Your assignment:
Return verbatim the run of lines that opens with the line holding "Add pythnet migration files" and closes with the last line of the records.

Collected data:

§ §

PR #246, opened 2022-07-29
Add pythnet migration files

ali-bahjati:
Also:
- Add related env vars for all networks.
- Rename Pyth2Wormhole env vars to solana


jayantk (approved):

ethereum/.env.template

§ §

Response to the task:
Add pythnet migration files

ali-bahjati:
Also:
- Add related env vars for all networks.
- Rename Pyth2Wormhole env vars to solana


jayantk (approved):

ethereum/.env.template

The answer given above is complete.